◆ Directions ◆
Find the word "internal" in the listing below. Copy every line that has it.

◆ Data provided ◆
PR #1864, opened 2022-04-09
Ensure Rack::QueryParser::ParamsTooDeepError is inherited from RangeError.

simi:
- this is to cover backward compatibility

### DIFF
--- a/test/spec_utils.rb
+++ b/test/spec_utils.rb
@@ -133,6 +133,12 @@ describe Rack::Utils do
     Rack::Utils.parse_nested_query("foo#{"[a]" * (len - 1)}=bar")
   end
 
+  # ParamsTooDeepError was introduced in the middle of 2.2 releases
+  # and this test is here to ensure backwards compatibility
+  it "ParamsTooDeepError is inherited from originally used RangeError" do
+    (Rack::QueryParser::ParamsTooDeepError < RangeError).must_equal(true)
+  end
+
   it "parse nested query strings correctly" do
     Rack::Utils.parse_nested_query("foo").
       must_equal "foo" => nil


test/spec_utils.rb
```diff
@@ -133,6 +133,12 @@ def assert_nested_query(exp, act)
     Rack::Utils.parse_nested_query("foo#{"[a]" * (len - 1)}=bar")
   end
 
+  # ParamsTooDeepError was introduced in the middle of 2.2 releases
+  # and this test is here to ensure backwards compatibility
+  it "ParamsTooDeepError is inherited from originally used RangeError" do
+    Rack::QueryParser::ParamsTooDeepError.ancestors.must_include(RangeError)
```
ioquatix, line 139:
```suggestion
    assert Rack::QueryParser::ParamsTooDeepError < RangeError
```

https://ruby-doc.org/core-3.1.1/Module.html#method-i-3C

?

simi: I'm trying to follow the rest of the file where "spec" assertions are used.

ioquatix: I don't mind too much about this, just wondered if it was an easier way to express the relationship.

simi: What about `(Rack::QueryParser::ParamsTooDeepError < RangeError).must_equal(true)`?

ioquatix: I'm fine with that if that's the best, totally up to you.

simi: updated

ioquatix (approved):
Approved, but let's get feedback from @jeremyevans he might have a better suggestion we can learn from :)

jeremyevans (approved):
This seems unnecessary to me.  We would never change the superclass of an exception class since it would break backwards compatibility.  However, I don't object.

...

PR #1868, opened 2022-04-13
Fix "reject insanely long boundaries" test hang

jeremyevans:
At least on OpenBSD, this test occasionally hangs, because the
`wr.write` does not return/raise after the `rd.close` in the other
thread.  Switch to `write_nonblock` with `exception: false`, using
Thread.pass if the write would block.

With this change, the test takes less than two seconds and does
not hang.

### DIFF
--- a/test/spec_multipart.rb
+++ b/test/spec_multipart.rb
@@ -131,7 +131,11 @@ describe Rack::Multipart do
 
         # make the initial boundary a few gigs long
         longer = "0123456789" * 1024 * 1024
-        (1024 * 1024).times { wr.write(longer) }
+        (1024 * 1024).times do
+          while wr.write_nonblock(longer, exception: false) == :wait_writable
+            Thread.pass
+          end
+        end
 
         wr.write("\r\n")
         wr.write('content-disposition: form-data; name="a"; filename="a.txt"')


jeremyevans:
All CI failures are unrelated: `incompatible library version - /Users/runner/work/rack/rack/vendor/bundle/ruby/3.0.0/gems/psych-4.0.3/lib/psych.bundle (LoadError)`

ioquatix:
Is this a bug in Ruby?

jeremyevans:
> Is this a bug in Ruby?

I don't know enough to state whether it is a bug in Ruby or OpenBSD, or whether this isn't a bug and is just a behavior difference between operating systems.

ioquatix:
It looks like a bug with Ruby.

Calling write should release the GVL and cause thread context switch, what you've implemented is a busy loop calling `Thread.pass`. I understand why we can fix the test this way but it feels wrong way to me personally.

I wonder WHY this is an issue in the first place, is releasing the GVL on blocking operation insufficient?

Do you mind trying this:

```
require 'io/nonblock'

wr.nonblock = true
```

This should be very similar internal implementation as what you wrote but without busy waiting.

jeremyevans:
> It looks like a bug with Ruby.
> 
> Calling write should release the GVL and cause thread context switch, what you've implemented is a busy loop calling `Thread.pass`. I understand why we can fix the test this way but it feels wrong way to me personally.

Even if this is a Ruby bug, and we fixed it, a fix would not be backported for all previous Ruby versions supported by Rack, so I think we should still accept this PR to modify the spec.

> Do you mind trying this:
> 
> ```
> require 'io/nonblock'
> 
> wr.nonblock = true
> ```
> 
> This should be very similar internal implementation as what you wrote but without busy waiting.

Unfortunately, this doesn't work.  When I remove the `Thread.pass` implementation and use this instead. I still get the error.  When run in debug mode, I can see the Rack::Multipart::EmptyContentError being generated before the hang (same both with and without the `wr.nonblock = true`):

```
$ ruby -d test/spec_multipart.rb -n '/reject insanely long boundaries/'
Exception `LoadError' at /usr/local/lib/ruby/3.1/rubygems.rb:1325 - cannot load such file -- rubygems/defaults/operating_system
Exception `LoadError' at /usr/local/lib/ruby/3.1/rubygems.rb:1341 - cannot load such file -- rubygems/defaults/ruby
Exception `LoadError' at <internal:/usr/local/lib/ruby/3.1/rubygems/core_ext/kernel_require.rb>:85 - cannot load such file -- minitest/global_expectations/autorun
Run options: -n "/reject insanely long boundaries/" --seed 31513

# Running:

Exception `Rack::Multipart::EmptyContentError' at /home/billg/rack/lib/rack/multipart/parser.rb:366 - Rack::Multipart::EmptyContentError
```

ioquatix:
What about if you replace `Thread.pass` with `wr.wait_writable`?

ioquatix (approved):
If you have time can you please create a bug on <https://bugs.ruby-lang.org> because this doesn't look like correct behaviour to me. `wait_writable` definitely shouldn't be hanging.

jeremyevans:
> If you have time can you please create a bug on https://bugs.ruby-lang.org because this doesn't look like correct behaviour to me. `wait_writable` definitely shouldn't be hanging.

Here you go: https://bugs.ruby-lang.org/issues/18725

--

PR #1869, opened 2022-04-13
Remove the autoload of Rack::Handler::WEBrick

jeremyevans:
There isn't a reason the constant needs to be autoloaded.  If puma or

◆ Exercise response ◆
This should be very similar internal implementation as what you wrote but without busy waiting.
> This should be very similar internal implementation as what you wrote but without busy waiting.
Exception `LoadError' at <internal:/usr/local/lib/ruby/3.1/rubygems/core_ext/kernel_require.rb>:85 - cannot load such file -- minitest/global_expectations/autorun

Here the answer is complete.